━━━ DATA SECTION

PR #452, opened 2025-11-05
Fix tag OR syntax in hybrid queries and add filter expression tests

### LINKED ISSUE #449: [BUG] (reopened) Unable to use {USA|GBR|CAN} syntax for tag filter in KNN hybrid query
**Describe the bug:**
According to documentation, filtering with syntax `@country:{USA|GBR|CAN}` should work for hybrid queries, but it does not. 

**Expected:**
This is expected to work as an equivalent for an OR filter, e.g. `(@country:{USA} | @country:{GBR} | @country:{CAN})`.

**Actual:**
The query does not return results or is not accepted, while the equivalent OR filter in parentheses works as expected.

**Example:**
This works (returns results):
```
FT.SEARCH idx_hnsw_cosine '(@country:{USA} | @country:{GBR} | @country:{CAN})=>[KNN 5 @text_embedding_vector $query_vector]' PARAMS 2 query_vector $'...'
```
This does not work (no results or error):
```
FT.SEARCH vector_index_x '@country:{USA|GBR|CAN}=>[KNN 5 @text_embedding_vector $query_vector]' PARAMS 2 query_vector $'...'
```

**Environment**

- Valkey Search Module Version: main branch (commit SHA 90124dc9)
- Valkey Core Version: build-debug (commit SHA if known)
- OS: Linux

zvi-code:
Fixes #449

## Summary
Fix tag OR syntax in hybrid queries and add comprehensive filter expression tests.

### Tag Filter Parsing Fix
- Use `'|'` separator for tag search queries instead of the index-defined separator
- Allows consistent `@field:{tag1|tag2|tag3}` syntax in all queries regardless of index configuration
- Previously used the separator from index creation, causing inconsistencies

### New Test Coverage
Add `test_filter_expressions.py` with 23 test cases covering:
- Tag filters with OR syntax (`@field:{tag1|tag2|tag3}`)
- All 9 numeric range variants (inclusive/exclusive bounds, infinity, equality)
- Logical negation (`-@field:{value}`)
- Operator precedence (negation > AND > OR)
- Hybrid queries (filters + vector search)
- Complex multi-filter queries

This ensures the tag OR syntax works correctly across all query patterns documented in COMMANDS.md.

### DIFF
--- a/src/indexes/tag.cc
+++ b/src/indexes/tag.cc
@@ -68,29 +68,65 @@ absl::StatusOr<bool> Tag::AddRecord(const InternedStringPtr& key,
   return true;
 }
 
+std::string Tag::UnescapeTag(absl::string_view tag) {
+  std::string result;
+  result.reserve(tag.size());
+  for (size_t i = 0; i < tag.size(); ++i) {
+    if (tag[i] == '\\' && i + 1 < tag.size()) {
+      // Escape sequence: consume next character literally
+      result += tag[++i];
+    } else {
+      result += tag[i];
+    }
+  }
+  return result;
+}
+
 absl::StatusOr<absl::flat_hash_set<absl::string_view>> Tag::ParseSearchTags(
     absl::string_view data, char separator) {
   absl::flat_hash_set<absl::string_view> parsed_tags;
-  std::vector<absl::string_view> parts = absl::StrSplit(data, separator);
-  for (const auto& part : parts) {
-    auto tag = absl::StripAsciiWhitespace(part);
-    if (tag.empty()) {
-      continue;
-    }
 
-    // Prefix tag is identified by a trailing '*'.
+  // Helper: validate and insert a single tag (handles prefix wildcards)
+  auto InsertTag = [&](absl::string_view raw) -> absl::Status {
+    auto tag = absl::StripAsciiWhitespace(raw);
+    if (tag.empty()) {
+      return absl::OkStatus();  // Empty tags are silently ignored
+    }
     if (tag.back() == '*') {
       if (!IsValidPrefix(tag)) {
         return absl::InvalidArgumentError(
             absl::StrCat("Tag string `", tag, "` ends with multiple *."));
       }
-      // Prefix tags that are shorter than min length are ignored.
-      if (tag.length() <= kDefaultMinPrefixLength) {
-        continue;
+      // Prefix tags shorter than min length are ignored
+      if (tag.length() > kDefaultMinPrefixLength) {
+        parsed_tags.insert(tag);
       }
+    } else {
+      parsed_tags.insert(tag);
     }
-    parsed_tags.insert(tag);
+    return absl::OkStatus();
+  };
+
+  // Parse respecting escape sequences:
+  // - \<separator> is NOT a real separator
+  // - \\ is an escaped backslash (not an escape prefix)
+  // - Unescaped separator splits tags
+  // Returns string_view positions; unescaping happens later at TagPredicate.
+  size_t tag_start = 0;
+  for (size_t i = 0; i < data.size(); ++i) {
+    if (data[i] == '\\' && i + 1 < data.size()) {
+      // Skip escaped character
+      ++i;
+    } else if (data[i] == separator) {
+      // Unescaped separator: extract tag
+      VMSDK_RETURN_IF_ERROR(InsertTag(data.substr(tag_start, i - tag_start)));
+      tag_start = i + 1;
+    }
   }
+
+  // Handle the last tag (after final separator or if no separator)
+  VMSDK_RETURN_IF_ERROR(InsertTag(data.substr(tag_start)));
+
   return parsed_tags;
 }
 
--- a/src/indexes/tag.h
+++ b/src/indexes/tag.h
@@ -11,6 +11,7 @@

━━━━━━

(WHAT IS BEING ASKED): Your answer should hold exactly the lines from the one containing "a real separator" to the last line of the data, both included, and no others.

(EXERCISE RESPONSE):
+  // - \<separator> is NOT a real separator
+  // - \\ is an escaped backslash (not an escape prefix)
+  // - Unescaped separator splits tags
+  // Returns string_view positions; unescaping happens later at TagPredicate.
+  size_t tag_start = 0;
+  for (size_t i = 0; i < data.size(); ++i) {
+    if (data[i] == '\\' && i + 1 < data.size()) {
+      // Skip escaped character
+      ++i;
+    } else if (data[i] == separator) {
+      // Unescaped separator: extract tag
+      VMSDK_RETURN_IF_ERROR(InsertTag(data.substr(tag_start, i - tag_start)));
+      tag_start = i + 1;
+    }
   }
+
+  // Handle the last tag (after final separator or if no separator)
+  VMSDK_RETURN_IF_ERROR(InsertTag(data.substr(tag_start)));
+
   return parsed_tags;
 }
 
--- a/src/indexes/tag.h
+++ b/src/indexes/tag.h
@@ -11,6 +11,7 @@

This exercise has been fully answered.